Saying Goodbye

January 28, 2009
By sarah charania BRONZE, Karachi, Other
sarah charania BRONZE, Karachi, Other
2 articles 0 photos 1 comment

Saying Goodbye

If you look at him, he is your average looking man. Hair ruffled, big, brown eyes full of distress, dark circles the result of many sleepless nights. Wrinkles on his face, because of all the worries and problems. A beard that has not been shaved for a month now, not because of choice but because he has no money to buy razors. His clothes are old but clean. Clad in a black, slightly ragged shalwar kameez, he stands on a footpath across Sunshine Hotel, his face, expressionless.
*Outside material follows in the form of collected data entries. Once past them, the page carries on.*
PR #1630, opened 2026-09-21
fix(idp): return invalid_grant instead of 500 for expired MCP refresh tokens

amarchenk0:
## Summary
- IB reports an expired/invalid MCP refresh (or authorization-code) grant as a plain 401. ODM wrapped that in `AuthenticationException`, which isn't a Nest `HttpException`, so it fell through the catch-all filter as an unmapped `500` instead of a proper OAuth `invalid_grant` (`400`) — MCP clients couldn't recognize the grant was dead and restart authorization.
- `OAuthTokenController.token()` now catches that specific failure (`isAuthenticationError`, matching by `.name`/`.status` — no runtime import from the ESM-only `@owox/idp-owox-better-auth` package, same convention as the existing `isIdpNotFoundError`) and returns `400 { error: 'invalid_grant', error_description }`.
- Every other failure (timeout, C2C outage, IB 5xx) is untouched and still surfaces as 5xx via the existing fallback.

## Test plan
- [x] `oauth-token.controller.spec.ts`: new cases for an `AuthenticationException`-named error and a plain `status: 401` error → both map to `400 invalid_grant`; existing success and generic-failure-passthrough tests still pass.
- [x] `is-authentication-error.spec.ts`: new unit tests for the matcher.
- [x] `npm run build -w @owox/backend` — clean.
- [ ] Production verification (per ticket DoD): confirm expired refresh-token attempts return `400 invalid_grant` with no corresponding ODM 500s.

Fixes https://owox.fibery.io/Sprint_Work/Work_Item/Return-invalid_grant-for-expired-MCP-OAuth-refresh-tokens-instead-of-HTTP-500-6958

---
_Published without the AGENTS.md-required `GENERATED_FOOTER` trailer: the variable was unset in this interactive session; omission was explicitly requested by the repository owner (Andrii) after being told about the rule._


zapolsky:
⚡ **Light pass — not a full review.** Single-context static read of the changed files; no multi-agent verification. Run `/review-pr` for the deep pass.

✅ No blocking issues found in this pass.

The chain was traced end to end: `handleAxiosError` (`IdentityOwoxClient.ts:762`) sets `name = 'AuthenticationException'` via `BaseException` (`core/exceptions.ts:21,36`), so the `.name` match in `is-authentication-error.ts` holds; `IdpFailedException` is not a Nest `HttpException`, and `GlobalExceptionFilter` (`global-exception.filter.ts:131-135`) maps non-HTTP errors to 500 — the "C2C failures stay 5xx" claim checks out.

## 🔵 Notes (non-blocking)

- `packages/idp-owox-better-auth/src/client/dto/oauthDto.ts:36` — `McpOAuthGrantErrorResponseSchema` pins two exact IB sentences (`'Authentication Error'`, `'Authentication Error, Invalid token'`). Any upstream rewording silently drops the 401 back into `IdpFailedException` → the same 500 this PR removes, with no test or alert catching the regression. A prefix match (`startsWith('Authentication Error')`) or a stable error code would be less brittle. The fail direction is the safe one (old behaviour), so this is a maintenance risk, not a bug.
- **Question:** the split relies on the IB C2C interceptor never emitting a `{ message: 'Authentication Error…' }` body on its 401. That was verified on the ODM side only — the IB service is not in this checkout, so the chain is open there. Was it confirmed against the interceptor's actual response?
- `apps/backend/src/idp/oauth/controllers/oauth-token.controller.ts:34` — the mapping catches *every* `AuthenticationException` reaching the controller, not just the upstream 401 from IB. `owox-token-facade.ts:57` (`Code verifier has expired`) and `services/core/user-context-service.ts:31-62` (`Invalid token payload`, `User not found in Better Auth DB`, `User email is not verified`) now also answer `400 invalid_grant`. That is defensible under RFC 6749, but it is wider than the PR description suggests — worth stating so the behaviour is not a surprise later.
- `apps/backend/src/idp/utils/is-authentication-error.ts` — the sibling `isIdpNotFoundError` also accepts `status === 404` as a fallback for "transport repackaging that drops the original name"; this matcher deliberately does not. The reason is documented, so this is only a flag that the two helpers now differ in robustness.

CI: 20 green · 0 red · 0 pending

<sub>Automated OWOX review · light mode · no subagents.</sub>



🤖 Generated by AI

zapolsky:

The core contract was traced end to end on both sides (ODM + IB `master`):
- IB grant failures on `/internal-api/idp/oauth/token` (bad/expired/reused code, PKCE mismatch, expired/forged/foreign refresh token) are `AuthenticationException`/`InvalidTokenException` → `IpdApiExceptionHandler` → `401 {message:'Authentication Error[, Invalid token]', code:null, details:null}`. The non-strict `z.object` strips `code`/`details`, so these match and become `400 invalid_grant`.
- The C2C interceptor (`InternalAuthorizationInterceptor`) only calls `setStatus(401)` and returns `false`, with no body and no `/error` dispatch. That fails the schema → `IdpFailedException` → `GlobalExceptionFilter` 500, as the PR claims.
- The exchange path does not re-wrap errors: controller → `IdpProviderOAuthAdapter` → `OwoxBetterAuthIdp.exchangeMcpOAuthToken` → `IdentityOwoxClient`. The only `AuthenticationException` on it comes from `handleAxiosError`'s 401 branch. C2C header/ID-token failures, zod errors and the "no provider" error all have different names.
- Replacing `{ req }` with `{ grantType, clientId, resource }` in the exception context stops the refresh token, code and code verifier from being carried in `context`. Good change.

- `packages/idp-owox-better-auth/src/client/dto/oauthDto.ts:38` — **latent: a Google JWKS outage in IB produces the exact `invalid_grant` body.** IB `RsaKeyService.verifyJwt` fetches the JWKS live on every refresh-token check, with no cache (`GcpIamServiceImpl.getServiceAccountJwks` → `IamCredentialsApiService`). Its blanket `catch (Exception e)` turns a fetch failure into `InvalidTokenException("Failed to fetch JWKS")`, i.e. `401 {message:'Authentication Error, Invalid token'}`, which is byte-identical to a genuinely expired token. Today it cannot reach MCP clients only because of timing: IB's `@Retryable(maxAttempts=3, multiplier=2)` sleeps at least 1 s + 2 s before answering, while ODM aborts at `IDP_OWOX_TIMEOUT=3s` (k8s `components/cloud/kustomization.yaml:62`, same code default). Raising that timeout, or shortening IB's retry, would turn a Google blip into forced re-authorization for every connected MCP client, which contradicts the changeset line "Identity Provider outages remain server errors". Suggest: an IB follow-up so JWKS fetch failures map to a 5xx (and/or cache the JWKS), plus a one-line note next to this schema recording the timeout coupling.
- **Revoked grants still return 500 on refresh (scope gap vs. the PR goal).** IB `McpOAuthService.refreshMcpToken` re-resolves claims via `CustomTokenClaimsService`, which throws `AuthorizationException(INACTIVE_USER | REMOVED_PROJECT)`. That is a **403** `{message:'Authentication Error, INACTIVE_USER'}`. ODM maps it to `ForbiddenException`, which is not an `HttpException`, so it becomes 500 (`global-exception.filter.ts`). A connector for a deactivated user or a removed project keeps getting 500 and never restarts authorization, which is the same symptom this PR fixes for expiry (RFC 6749 §5.2 counts "revoked" as `invalid_grant`). The changeset does not claim this case, so the text is accurate. Suggest mapping those two 403 bodies in `handleMcpOAuthTokenExchangeError`, or tracking it as a named follow-up.
- `packages/idp-owox-better-auth/src/client/IdentityOwoxClient.ts:802` — **pre-existing, UNPROVEN at runtime: `cause: error` attaches the raw `AxiosError`.** Its `config.data` holds `refreshToken`/`code`/`codeVerifier`, and `config.headers.Authorization` holds the C2C bearer. On the 500 path, `GlobalExceptionFilter` → `CustomLoggerService.error` spreads the exception into metadata → pino serializes it, and there is no redact config in `internal-helpers`. This PR makes it better by dropping `{ req }` from `context`. The new unknown-401 branch still attaches the raw error, like every `handleAxiosError` branch. Worth a sanitized cause (status + response body only) here or in a follow-up. To settle it, check a staging log entry for `cause.config.data`.

<details>

- `apps/backend/src/idp/utils/is-authentication-error.ts:14` — the controller now relies on the string name of a class private to `@owox/idp-owox-better-auth`, from behind `OAuthIdpPort`. It follows the `isIdpNotFoundError` precedent, and the fixed changeset group rules out deploy skew. But a rename would still pass CI (the spec fakes the name) and silently bring the 500 back. Longer term, an `idp-protocol` error (e.g. `OAuthInvalidGrantError` documented on `exchangeMcpOAuthToken`) with an `instanceof` check would remove the implicit contract.
- `packages/idp-owox-better-auth/src/client/dto/oauthDto.ts:39` — matching on free-text reasons is brittle. The failure direction is safe (it falls back to 500), and IB's `PublicApiException` already has an unused `code` field, so a stable code such as `MCP_INVALID_GRANT` would be the durable contract.
- `apps/backend/src/idp/oauth/controllers/oauth-token.controller.ts:35` — the `invalid_grant` path leaves no reason in ODM logs: no `cause`, and the filter logs only "Handled HTTP 400". One sanitized `logger.log` with `grantType`, `clientId` and IB's `message` (never the token) would make a burst of rejections diagnosable.
- `packages/idp-owox-better-auth/src/client/IdentityOwoxClient.ts:801` — the contract-drift 401 branch drops `responseData`, which the default branch keeps. The unexpected body is exactly what an operator needs to see here.
- `apps/backend/src/idp/oauth/oauth-request.validator.ts` — pre-existing: other `/oauth/token` failures (`unknown client_id`, `unsupported grant_type`, …) are still Nest `BadRequestException` bodies with no RFC `error` code. The endpoint now returns two error shapes. An `oauthError(code, description)` helper would let a follow-up align them.
- minor: test fixtures are slightly narrower than the wire: the C2C case uses `data: undefined` where axios yields `''`, and the grant case omits `code:null, details:null`. The `narrows the type` test in `is-authentication-error.spec.ts` asserts nothing if the guard returns false (no `expect.assertions(1)`). It is redundant with the preceding test.

</details>

**On the earlier ⚡ light-pass notes:**
- The open question about the C2C 401 body is now answered from IB source: the interceptor emits an empty 401, and it cannot match the schema.
- **Correction:** the light-pass note claiming that `owox-token-facade.ts` ("Code verifier has expired") and `user-context-service.ts` `AuthenticationException`s "now also answer `400 invalid_grant`" is wrong. Those throw sites are not in the `exchangeToken` call graph (controller → adapter → provider → `IdentityOwoxClient`); only `handleAxiosError`'s 401 branch produces that name there. Please disregard it.

CI: 20 green · 0 red · 0 pending (read from `gh pr checks`; nothing executed locally).

<sub>Automated OWOX review · worktree multi-agent passes · all blockers adversarially verified (1 candidate refuted: the JWKS path is latent under the current timeouts).</sub>



🤖 Generated by AI

zapolsky (approved):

What you don't know is what is in his mind and what is inside those clothes. Clung to his body is a time bomb, ticking away as he stands there, looking at what he is about to blow up. He smells the fresh air for the last time, hears the birds chirping for the last time, touches the rough skin of a tree trunk for the last time. This is his goodbye to the world. In his mind, he thinks of his family. How rough times have forced him to sacrifice himself and thousands of other people for his family. They had promised that they would pay his family a million rupees if the attack was successfully carried out. He wanted a good future for his children, an eye operation for his old mother and a smile on his wife's face that he longed to see.

The day plays in his mind like a video tape. This morning, his mother had massaged his head, seeing him stressed out and tired. His wife had made his favorite dish. He felt like a prisoner about to be hanged having his last meal of choice. His sons were forcing him to play cricket with them and before he left the house to face his destiny, his only daughter asked him for a doll. How were they to know that he was never coming back, that the mother will never again be able to massage her son's head, that the wife would never be able to fight with her husband over money issues, that the children will never be able to feel the joy of winning an arm wrestling match against their father and that the daughter may get her doll but never her father.

He moves towards the hotel, one step at a time, not sure of what to do, but he goes on, saying goodbye to his family, his friends, his memories, his life and the world.